In recent years, Large Language Model (LLM) have seen significant advancements, attracting attention for their applications in various fields. These models have shown promising results in handling tabular data, especially in cases with limited datasets, by leveraging pre-trained knowledge. However, their effectiveness in addressing imbalanced data in tabular formats is less explored. To bridge this gap, our study introduces LLMOverTab, a novel approach using LLMs for oversampling in imbalanced tabular data. We conducted comprehensive experiments on diverse tabular datasets to assess the effectiveness of LLMOverTab, demonstrating its potential in improving the handling of imbalanced data. The study also explores application of LLMOverTab in zero-shot and few-shot learning contexts, providing insights into its adaptability. Additionally, we analyze the oversampled data, offering reflections on the quality of generated samples. Our research not only showcases the utility of LLMOverTab in managing imbalanced tabular data, but also opens new avenues for the application of language models in various tasks of tabular data. This study adds to the increasing interest in applying LLMs to various task domains. It provides new perspectives for the innovative use of LLMs in structured tabular data fields, highlighting their potential in a range of applications.

查看原文本刊更多论文

LLMOverTab：通过语言模型驱动的过采样增强表格数据

近年来，大型语言模型（Large Language Model， LLM）在各个领域的应用都取得了长足的进步。这些模型通过利用预先训练的知识，在处理表格数据方面显示出有希望的结果，特别是在数据集有限的情况下。然而，它们在处理表格格式的不平衡数据方面的有效性却很少被探索。为了弥补这一差距，我们的研究引入了LLMOverTab，这是一种使用llm对不平衡表格数据进行过采样的新方法。我们在不同的表格数据集上进行了全面的实验来评估LLMOverTab的有效性，证明了它在改善不平衡数据处理方面的潜力。本研究还探讨了LLMOverTab在零射击和少射击学习环境中的应用，提供了对其适应性的见解。此外，我们还分析了过采样数据，对生成样本的质量进行了反思。我们的研究不仅展示了LLMOverTab在管理不平衡表格数据方面的实用性，而且为语言模型在表格数据的各种任务中的应用开辟了新的途径。这项研究增加了将法学硕士应用于各种任务领域的兴趣。它为法学硕士在结构化表格数据领域的创新使用提供了新的视角，突出了它们在一系列应用中的潜力。
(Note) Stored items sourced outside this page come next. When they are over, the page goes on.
PR #1022, opened 2020-10-08
[1.6] Clarify that file extension should exclude the dot. (#1016)

webmat:
Backports the following commits to 1.6:
* Clarify that file extension should exclude the dot. (#1016)


ebeahan (approved):
LGTM

PR #1024, opened 2020-10-08
[1.x] Add usage docs section (#988)

ebeahan:
 - Add usage docs section (#988)


CHANGELOG.next.md
```diff
@@ -28,6 +28,8 @@ Thanks, you're awesome :-) -->
 
 #### Added
 
+* Added ability to supply free-form usage documentation per fieldset. #988
```
webmat, line 31: Didn't notice earlier, but since we're backporting to 1.7, we should directly add this to the 1.7 changelog.

webmat (approved):
LGTM

CHANGELOG.next.md
ebeahan: Ah yes - thanks! Will adjust.

PR #2477, opened 2025-05-22
Allow use of the dash character in the data_stream.namespace field

### LINKED ISSUE #2388: Allow use of dash character (`-`) in `data_stream.namespace`
**Summary**

Propose ECS removes the restriction of using the dash character, `-`, in the `data_stream.namespace` field.

**Motivation**:

[RFC 0009 - Data stream fields](https://github.com/elastic/ecs/blob/main/rfcs/text/0009-data_stream-fields.md#restrictions-on-values) includes this restrictions for the `data_stream.namespace` field:

```
No longer than 100 chars
```

The [current description](https://github.com/elastic/ecs/blob/main/schemas/data_stream.yml#L69) for `data_stream.namespace` also restricts using the dash character:

```yaml
    - name: namespace
      level: extended
      type: constant_keyword
      example: production
      description: >
        A user defined namespace. Namespaces are useful to allow grouping of data.

        Many users already organize their indices this way, and the data stream naming scheme now provides this
        best practice as a default. Many users will populate this field with `default`. If no value is used, it falls back to `default`.

        Beyond the Elasticsearch index naming criteria noted above, `namespace` value has the additional restrictions:
          * Must not contain `-` <= Not present in RFC
          * No longer than 100 characters
      short: A user defined namespace. Namespaces are useful to allow grouping of data.
```

Suspect these restrictions may have been mistakenly copied from the same restriction on `data_stream.type` and `data_stream.dataset`.

I would not consider the change breaking. It makes `data_stream.namespace` more permissive and the `data_stream.*` field set is still considered beta.

taylor-swanson:
- Update the documentation to allow the use of the dash character in the data_stream.namespace field.

## Related

Closes #2388


leehinman:
Not a blocker.  But we probably need something to communicate this change.

https://www.elastic.co/blog/an-introduction-to-the-elastic-data-stream-naming-scheme

which introduced the data_stream naming scheme specifically says

```
 In all three parts, the “-” character is not allowed. 
```

That blog post is often linked to when explaining "how data_streams work".  Maybe we can update the blog post?

taylor-swanson:
Good catch. Do we know who manages blog posts?

As an aside, do we know of any mechanisms elsewhere that may do validation on this field? ECS doesn't appear to, but Kibana, Elasticsearch, or something else might?

cc @qcorporation @ruflin

leehinman:
> As an aside, do we know of any mechanisms elsewhere that may do validation on this field? ECS doesn't appear to, but Kibana, Elasticsearch, or something else might?

I know that we have had multiple support issues with the "Custom Logs" integrations where people pick data_stream names with uppercase and with dashes.

qcorporation:
> Good catch. Do we know who manages blog posts?
> 
> As an aside, do we know of any mechanisms elsewhere that may do validation on this field? ECS doesn't appear to, but Kibana, Elasticsearch, or something else might?
> 
> cc @qcorporation @ruflin

Hi @taylor-swanson thanks ccing me.
I asked @nick-alayil about this as he does these things, I'll share the intake process offline

mjwolf (approved):

taylor-swanson:
This is going to require a bit more coordination than I have time for at the moment. There are other places in our product line that make assumptions on extra dashes being not being present in this field that need to be accounted for (namely elasticsearch), and this needs to be coordinated with them. We would also need to coordinate a change to the blog post that Lee mentioned.

PR #2493, opened 2025-06-18
[RFC] Stage 0: Add `user.is_privileged` boolean field

hop-dev:
This RFC proposes adding a new boolean field, `user.is_privileged`. It will explicitly flag when a user has elevated or administrative rights.

### DIFF
--- a/rfcs/text/0000-user-is-privileged.md
+++ b/rfcs/text/0000-user-is-privileged.md
@@ -1,0 +1,81 @@
+# 0000: Add user.is_privileged boolean field
+
+- Stage: **0 (strawperson)** 
+- Date: **TBD** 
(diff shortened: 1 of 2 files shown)


mjwolf (approved):
I think this is good for RFC stage 0.

I've set this RFC to 0051.

For future RFC stages, there are a few more things to consider.  

* What is a privileged user exactly? For example, it may not be just root, it can be a user with `wheel` or other similar groups.
* In Linux, you can already use `user.effective.id` to see if the user is or has assumed root privilages, which holds similar info to `user.is_privileged`  
* In Windows, is this set for all actions with an administrator account, or only actions with the elevated UAC permissions?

本文章由计算机程序翻译，如有差异，请以英文原文为准。

求助全文

约1分钟内获得全文求助全文

来源期刊

Expert Systems with Applications 工程技术-工程：电子与电气

CiteScore

13.80

自引率

10.60%

发文量

2045

审稿时长

8.7 months

期刊介绍： Expert Systems With Applications is an international journal dedicated to the exchange of information on expert and intelligent systems used globally in industry, government, and universities. The journal emphasizes original papers covering the design, development, testing, implementation, and management of these systems, offering practical guidelines. It spans various sectors such as finance, engineering, marketing, law, project management, information management, medicine, and more. The journal also welcomes papers on multi-agent systems, knowledge management, neural networks, knowledge discovery, data mining, and other related areas, excluding applications to military/defense systems.